I’m not talking about horror per se. There are subjects that we all find distressing. The kind of material that people these days label with trigger warnings. Facts and stories and ideas which will hit us where we live, push on old bruises, maybe bring fresh pain to old scars. Such subjects are intensely painful and could be trauma triggers.

A trauma trigger is an experience that causes someone to recall a previous traumatic memory, although the trigger itself need not be frightening or traumatic and can be indirectly or superficially reminiscent of an earlier traumatic incident.

(Relevant tangent: If you’re interested in the debate about trigger warnings, I recommend reading The Trigger Warning Myth.)

While I can appreciate the need to test one’s boundaries and stretch one’s literary muscles, I do have two problems with all of these articles urging writers to get out of their comfort zones.

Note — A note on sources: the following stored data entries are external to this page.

PR #557, opened 2019-09-26
Fix animated menus.

### LINKED ISSUE #513: Sub-menus are not animating
Looking at the source JS, there appears to be an intention to animate sub-menu opening and closing with a slide animation. However, they appear to be opening and closing instantly, with no animation (animations at 25% speed in the GIF below).

ezgif-4-224772654588

This should be fixed by either:
1 - Deciding not to animate, and removing the animation code from the JS sources.
2 - Fixing the animation.

I'm happy to implement whichever fix is deemed the best.

sgomes:
The previous implementation didn't work, and even if it did, it would have performance issues due to animating layout-invalidating properties like `height`.

This rewrite animates the menu using only opacity and transform, leading to smooth animations in most devices. The animation is JS-orchestrated, but entirely CSS-driven. The animation is skipped if a user has configured their OS or browser to reduce animations.

Note that the implementation is complex, but this is required complexity for smooth, cross-browser animations in a sliding menu scenario. When reviewing, **please consider whether this complexity is desirable, or whether it would be preferable to drop animations instead**.

This change also fixes issues with automatically opening sub-menus on page load.

Summary of changes:
- Rewrite menu animation functionality.
- Extract toggling function out of `click` event hander, so it can be used without triggering click events.
- Ensure that the initial menu opening is done on all menus, not just the first one (there are two menus; one for desktop and one for mobile).

Fixes #513. Tested and working in recent Chrome, recent Firefox, recent Safari, and IE11.

### DIFF
--- a/assets/js/index.js
+++ b/assets/js/index.js
@@ -357,17 +357,20 @@ twentytwenty.modalMenu = {
 	},
 
 	expandLevel: function() {
-		var modalMenu = document.querySelector( '.modal-menu' );
-		var activeMenuItem = modalMenu.querySelector( '.current-menu-item' );
+		var modalMenus = document.querySelectorAll( '.modal-menu' );
 
-		if ( activeMenuItem ) {
-			twentytwentyFindParents( activeMenuItem, 'li' ).forEach( function( element ) {
-				var subMenuToggle = element.querySelector( '.sub-menu-toggle' );
-				if ( subMenuToggle ) {
-					subMenuToggle.click();
-				}
-			} );
-		}
+		modalMenus.forEach( function( modalMenu ) {
+			var activeMenuItem = modalMenu.querySelector( '.current-menu-item' );
+
+			if ( activeMenuItem ) {
+				twentytwentyFindParents( activeMenuItem, 'li' ).forEach( function( element ) {
+					var subMenuToggle = element.querySelector( '.sub-menu-toggle' );
+					if ( subMenuToggle ) {
+						twentytwenty.toggles.performToggle( subMenuToggle, true );
+					}
+				} );
+			}
+		} );
 	}
 }; // twentytwenty.modalMenu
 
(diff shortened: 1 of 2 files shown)


acosmin:
nice, works as described...

andersnoren:
@sgomes The animation itself looks and feels great – nice work! My only concern is with how the social menu behaves when the sub menus are expanded and collapsed, as in the gif below.

ezgif com-video-to-gif

Would it be possible to hide the `.menu-bottom` element beneath the `.menu-top` element when the sub menus are expanding and collapsing, so it doesn't "flash" in its original position when toggling?

sgomes:
> @sgomes The animation itself looks and feels great – nice work! My only concern is with how the social menu behaves when the sub menus are expanded and collapsed, as in the gif below.
> 
> ezgif com-video-to-gif
> 
> Would it be possible to hide the `.menu-bottom` element beneath the `.menu-top` element when the sub menus are expanding and collapsing, so it doesn't "flash" in its original position when toggling?

Excellent catch, @andersnoren! I'll see what I can do about that one 👍

sgomes:
@andersnoren: Pushed a fix that animates the menu bottom with the rest of the menu 🙂

This should work everywhere, except in IE, where the menu bottom already appears to have issues when the content overflows.

sgomes:
> That. Looks. Awesome. 👌
> 
> Adding `flex-shrink: 0;` to the `.menu-top` element (around line 2050 in `style.css`) should take care of the flexing issue in IE11 as well.

Woohoo, thank you! I'd been chasing this for hours with much more complicated ideas.

That does do the trick nicely, when combined with an IE-only overflow fix on the container 👍

andersnoren:
@sgomes What's your WordPress.org username, btw? For the contributors.md file.

sgomes:
Woohoo, thank you for all your help, @andersnoren! 

> @sgomes What's your WordPress.org username, btw? For the contributors.md file.

It's `sergiomdgomes`. Thanks!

  1. The people giving this advice have no idea what’s outside my comfort zone. I might have some very good reasons for staying in it.
  2. There’s a crucial piece of information missing. Maybe it’s just the debate team in me, but I don’t see anybody defining the term “comfort zone.” (That’s why I keep linking to the definition every single time I use that phrase.) To me the proper starting point is figuring out precisely where our comfort zones begin and end. Once that’s mapped out, we know where to find terra incognita. We can point to the spot that says “Here there be dragons!”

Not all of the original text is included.